▸ **Task to complete**:
Up to and including the line with "#include <pdq/cpp/io/hashio.h>", reproduce the listing below exactly, beginning at its first line.
****************
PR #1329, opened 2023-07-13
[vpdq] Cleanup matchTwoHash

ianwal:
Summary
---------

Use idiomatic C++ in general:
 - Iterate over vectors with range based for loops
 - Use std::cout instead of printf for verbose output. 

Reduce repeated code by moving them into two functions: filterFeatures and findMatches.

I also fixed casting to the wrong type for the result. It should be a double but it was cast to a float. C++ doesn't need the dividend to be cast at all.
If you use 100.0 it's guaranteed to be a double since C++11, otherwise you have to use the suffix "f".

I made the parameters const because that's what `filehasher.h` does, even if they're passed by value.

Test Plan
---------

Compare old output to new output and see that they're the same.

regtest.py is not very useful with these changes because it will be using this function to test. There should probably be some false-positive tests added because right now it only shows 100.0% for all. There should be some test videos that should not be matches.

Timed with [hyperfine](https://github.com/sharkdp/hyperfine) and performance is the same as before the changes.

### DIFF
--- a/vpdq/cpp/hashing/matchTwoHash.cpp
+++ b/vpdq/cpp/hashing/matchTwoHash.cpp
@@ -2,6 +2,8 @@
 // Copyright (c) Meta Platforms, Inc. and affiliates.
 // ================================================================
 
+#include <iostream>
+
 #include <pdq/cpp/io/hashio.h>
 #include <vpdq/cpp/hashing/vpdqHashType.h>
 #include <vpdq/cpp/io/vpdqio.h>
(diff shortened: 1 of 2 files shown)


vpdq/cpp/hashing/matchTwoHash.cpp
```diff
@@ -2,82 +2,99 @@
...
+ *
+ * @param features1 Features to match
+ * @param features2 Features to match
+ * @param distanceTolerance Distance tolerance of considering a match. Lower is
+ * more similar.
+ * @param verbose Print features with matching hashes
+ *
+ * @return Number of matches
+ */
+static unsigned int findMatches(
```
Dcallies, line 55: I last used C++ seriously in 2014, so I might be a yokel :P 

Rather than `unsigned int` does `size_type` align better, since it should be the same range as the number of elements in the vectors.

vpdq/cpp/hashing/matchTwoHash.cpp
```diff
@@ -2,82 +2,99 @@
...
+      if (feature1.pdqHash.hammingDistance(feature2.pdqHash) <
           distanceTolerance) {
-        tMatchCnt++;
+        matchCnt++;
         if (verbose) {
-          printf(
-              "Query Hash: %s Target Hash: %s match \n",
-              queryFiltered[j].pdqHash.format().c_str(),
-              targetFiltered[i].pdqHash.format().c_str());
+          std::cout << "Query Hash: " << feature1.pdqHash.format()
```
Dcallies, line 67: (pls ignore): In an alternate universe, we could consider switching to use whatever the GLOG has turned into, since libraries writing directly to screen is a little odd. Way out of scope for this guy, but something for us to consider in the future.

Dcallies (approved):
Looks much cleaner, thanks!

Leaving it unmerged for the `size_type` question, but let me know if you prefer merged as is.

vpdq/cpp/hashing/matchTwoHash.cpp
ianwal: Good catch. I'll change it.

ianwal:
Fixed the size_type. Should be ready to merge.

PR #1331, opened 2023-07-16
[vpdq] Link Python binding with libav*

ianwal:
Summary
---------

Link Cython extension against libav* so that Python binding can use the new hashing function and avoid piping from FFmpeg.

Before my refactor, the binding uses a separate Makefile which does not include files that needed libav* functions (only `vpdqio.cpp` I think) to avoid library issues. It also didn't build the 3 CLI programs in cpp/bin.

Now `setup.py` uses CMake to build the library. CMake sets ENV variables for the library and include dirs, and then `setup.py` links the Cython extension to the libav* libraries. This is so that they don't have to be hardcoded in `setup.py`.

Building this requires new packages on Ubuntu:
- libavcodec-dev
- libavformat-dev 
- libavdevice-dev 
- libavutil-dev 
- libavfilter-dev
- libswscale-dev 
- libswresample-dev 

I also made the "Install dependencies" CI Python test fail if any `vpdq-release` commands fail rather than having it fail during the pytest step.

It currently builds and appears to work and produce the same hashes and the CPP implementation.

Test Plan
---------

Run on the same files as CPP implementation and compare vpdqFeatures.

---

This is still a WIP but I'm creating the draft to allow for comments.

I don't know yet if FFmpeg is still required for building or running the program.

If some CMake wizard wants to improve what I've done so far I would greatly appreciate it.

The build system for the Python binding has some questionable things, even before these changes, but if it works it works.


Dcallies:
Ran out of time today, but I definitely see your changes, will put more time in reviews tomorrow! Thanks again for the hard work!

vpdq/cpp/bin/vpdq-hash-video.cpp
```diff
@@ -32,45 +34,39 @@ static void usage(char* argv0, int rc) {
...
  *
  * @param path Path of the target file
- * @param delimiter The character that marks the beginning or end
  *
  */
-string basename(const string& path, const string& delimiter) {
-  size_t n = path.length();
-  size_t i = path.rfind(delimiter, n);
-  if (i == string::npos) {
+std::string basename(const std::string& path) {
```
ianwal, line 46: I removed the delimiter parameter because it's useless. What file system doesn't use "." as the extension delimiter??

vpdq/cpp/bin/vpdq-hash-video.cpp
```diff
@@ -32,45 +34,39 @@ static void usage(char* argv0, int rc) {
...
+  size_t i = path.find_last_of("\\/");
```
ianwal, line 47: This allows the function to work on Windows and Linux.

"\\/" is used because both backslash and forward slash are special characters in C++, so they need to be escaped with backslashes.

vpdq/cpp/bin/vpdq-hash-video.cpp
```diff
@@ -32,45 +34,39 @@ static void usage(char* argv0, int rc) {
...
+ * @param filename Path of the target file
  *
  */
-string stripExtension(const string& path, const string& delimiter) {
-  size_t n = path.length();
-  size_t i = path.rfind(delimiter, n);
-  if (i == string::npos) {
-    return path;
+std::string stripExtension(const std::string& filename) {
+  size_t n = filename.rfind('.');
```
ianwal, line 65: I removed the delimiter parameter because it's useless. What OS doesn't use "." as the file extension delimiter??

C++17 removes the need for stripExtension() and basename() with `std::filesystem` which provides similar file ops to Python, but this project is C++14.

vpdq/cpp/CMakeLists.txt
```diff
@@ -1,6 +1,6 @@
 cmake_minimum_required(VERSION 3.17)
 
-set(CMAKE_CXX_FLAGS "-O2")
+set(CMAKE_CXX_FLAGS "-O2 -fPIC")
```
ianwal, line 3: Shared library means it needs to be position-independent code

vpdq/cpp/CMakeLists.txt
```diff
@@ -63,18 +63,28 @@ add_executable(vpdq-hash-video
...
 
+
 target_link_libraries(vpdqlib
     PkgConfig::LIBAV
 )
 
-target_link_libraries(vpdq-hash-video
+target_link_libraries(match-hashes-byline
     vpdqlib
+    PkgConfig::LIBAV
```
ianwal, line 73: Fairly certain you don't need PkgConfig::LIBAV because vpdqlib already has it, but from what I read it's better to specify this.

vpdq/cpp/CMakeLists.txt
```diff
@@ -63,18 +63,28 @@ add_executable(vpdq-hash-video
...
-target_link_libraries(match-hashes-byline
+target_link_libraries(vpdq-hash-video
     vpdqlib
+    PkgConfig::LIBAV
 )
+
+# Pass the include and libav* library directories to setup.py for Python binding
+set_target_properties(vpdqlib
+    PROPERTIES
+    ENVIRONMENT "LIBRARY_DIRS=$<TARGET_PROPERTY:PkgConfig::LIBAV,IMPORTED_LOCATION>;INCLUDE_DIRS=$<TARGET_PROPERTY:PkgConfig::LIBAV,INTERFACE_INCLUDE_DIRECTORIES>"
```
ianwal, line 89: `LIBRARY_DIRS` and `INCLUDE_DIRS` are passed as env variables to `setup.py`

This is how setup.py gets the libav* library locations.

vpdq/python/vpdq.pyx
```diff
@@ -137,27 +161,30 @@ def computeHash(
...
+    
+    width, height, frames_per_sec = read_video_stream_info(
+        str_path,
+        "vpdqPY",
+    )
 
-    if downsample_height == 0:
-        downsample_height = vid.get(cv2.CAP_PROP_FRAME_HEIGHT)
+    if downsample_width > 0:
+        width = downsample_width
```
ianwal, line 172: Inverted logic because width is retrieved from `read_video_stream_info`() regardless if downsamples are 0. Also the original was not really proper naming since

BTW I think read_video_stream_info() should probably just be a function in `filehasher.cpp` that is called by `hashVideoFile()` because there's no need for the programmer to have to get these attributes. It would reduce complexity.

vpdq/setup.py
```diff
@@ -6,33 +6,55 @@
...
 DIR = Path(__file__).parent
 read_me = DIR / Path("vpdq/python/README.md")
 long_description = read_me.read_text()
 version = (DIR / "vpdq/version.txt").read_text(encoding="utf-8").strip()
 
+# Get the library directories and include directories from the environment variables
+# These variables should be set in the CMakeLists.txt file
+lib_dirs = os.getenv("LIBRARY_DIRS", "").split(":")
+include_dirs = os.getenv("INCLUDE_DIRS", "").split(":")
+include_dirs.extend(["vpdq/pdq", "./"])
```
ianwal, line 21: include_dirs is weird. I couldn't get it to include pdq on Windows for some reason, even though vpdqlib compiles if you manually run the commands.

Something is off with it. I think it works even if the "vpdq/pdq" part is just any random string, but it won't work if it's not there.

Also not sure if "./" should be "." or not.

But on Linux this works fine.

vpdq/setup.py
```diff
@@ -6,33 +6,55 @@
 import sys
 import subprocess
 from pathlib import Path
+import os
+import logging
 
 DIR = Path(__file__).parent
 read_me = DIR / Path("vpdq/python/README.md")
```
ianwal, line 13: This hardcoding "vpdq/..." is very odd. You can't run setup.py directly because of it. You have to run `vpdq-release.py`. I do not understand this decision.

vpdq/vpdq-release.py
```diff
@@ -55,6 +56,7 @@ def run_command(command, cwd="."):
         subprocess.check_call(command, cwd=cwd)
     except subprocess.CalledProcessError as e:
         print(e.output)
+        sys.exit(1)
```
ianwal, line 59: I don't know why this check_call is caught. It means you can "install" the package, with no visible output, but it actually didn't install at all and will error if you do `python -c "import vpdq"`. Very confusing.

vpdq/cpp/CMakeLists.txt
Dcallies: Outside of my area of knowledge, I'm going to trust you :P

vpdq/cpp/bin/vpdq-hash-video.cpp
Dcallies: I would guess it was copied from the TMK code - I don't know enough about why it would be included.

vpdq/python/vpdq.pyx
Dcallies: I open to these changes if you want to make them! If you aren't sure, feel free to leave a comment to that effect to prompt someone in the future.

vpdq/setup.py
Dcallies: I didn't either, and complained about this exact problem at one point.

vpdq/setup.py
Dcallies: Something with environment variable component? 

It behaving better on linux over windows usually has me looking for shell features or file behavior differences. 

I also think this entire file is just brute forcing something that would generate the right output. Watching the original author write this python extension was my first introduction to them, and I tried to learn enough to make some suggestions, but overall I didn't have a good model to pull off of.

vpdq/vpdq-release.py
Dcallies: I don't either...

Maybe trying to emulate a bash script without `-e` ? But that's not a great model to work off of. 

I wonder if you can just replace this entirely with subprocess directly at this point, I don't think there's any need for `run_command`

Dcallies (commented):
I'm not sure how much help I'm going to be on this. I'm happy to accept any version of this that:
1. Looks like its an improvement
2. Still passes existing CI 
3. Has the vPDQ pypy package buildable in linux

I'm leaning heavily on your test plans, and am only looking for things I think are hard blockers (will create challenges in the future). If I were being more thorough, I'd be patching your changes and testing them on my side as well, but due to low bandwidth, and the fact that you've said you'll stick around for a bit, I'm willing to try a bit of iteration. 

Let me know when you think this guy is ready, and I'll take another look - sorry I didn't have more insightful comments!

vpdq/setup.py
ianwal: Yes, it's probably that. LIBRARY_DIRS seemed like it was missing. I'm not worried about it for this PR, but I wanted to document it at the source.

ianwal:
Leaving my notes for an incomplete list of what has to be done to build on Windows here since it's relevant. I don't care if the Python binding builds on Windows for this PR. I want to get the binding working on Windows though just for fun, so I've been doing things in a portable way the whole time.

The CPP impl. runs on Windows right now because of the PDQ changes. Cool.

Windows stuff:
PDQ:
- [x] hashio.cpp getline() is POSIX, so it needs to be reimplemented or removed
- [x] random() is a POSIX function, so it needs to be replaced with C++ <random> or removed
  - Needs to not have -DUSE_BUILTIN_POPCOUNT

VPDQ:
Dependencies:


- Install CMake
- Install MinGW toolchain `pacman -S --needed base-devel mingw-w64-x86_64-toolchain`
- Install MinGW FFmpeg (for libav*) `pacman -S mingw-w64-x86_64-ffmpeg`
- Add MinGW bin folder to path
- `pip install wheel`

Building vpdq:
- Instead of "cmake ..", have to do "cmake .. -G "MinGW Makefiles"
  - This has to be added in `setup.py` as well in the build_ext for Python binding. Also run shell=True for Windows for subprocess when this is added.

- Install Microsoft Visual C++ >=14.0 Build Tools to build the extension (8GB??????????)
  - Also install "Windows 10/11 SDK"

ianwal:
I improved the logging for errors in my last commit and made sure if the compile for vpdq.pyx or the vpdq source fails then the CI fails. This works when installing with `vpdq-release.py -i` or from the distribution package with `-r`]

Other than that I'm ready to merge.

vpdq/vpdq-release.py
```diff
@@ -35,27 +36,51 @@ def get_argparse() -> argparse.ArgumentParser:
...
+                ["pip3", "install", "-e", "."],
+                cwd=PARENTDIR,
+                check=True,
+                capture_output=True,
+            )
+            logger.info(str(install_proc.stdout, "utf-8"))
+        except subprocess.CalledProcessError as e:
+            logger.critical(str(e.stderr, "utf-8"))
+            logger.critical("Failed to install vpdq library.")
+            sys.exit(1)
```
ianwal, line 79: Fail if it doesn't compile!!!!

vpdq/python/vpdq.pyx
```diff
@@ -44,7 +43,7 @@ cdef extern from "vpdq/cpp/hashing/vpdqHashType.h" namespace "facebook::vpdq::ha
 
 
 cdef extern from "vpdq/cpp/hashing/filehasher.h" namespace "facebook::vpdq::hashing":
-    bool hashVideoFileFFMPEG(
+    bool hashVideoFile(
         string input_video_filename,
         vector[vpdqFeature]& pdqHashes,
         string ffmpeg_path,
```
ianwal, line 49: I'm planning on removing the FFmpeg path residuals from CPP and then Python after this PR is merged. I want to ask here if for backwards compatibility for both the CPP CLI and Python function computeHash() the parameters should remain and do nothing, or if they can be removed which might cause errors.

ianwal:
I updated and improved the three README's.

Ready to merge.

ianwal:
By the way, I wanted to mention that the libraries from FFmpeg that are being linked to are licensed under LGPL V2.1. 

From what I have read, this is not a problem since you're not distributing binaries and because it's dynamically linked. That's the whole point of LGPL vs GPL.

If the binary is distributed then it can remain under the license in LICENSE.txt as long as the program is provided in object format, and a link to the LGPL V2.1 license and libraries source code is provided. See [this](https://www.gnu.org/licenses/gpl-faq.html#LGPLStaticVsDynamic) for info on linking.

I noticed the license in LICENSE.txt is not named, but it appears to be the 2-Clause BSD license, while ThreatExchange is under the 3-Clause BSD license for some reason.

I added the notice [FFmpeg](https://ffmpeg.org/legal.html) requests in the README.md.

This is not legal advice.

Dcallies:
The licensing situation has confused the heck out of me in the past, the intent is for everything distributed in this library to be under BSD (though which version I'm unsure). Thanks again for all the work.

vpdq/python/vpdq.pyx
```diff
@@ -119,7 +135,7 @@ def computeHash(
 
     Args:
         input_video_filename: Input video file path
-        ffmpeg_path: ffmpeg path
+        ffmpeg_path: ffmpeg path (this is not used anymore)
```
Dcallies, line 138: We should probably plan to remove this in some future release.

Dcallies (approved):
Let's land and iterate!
****************
▸ **Task result**:
PR #1329, opened 2023-07-13
[vpdq] Cleanup matchTwoHash

ianwal:
Summary
---------

Use idiomatic C++ in general:
 - Iterate over vectors with range based for loops
 - Use std::cout instead of printf for verbose output. 

Reduce repeated code by moving them into two functions: filterFeatures and findMatches.

I also fixed casting to the wrong type for the result. It should be a double but it was cast to a float. C++ doesn't need the dividend to be cast at all.
If you use 100.0 it's guaranteed to be a double since C++11, otherwise you have to use the suffix "f".

I made the parameters const because that's what `filehasher.h` does, even if they're passed by value.

Test Plan
---------

Compare old output to new output and see that they're the same.

regtest.py is not very useful with these changes because it will be using this function to test. There should probably be some false-positive tests added because right now it only shows 100.0% for all. There should be some test videos that should not be matches.

Timed with [hyperfine](https://github.com/sharkdp/hyperfine) and performance is the same as before the changes.

### DIFF
--- a/vpdq/cpp/hashing/matchTwoHash.cpp
+++ b/vpdq/cpp/hashing/matchTwoHash.cpp
@@ -2,6 +2,8 @@
 // Copyright (c) Meta Platforms, Inc. and affiliates.
 // ================================================================
 
+#include <iostream>
+
 #include <pdq/cpp/io/hashio.h>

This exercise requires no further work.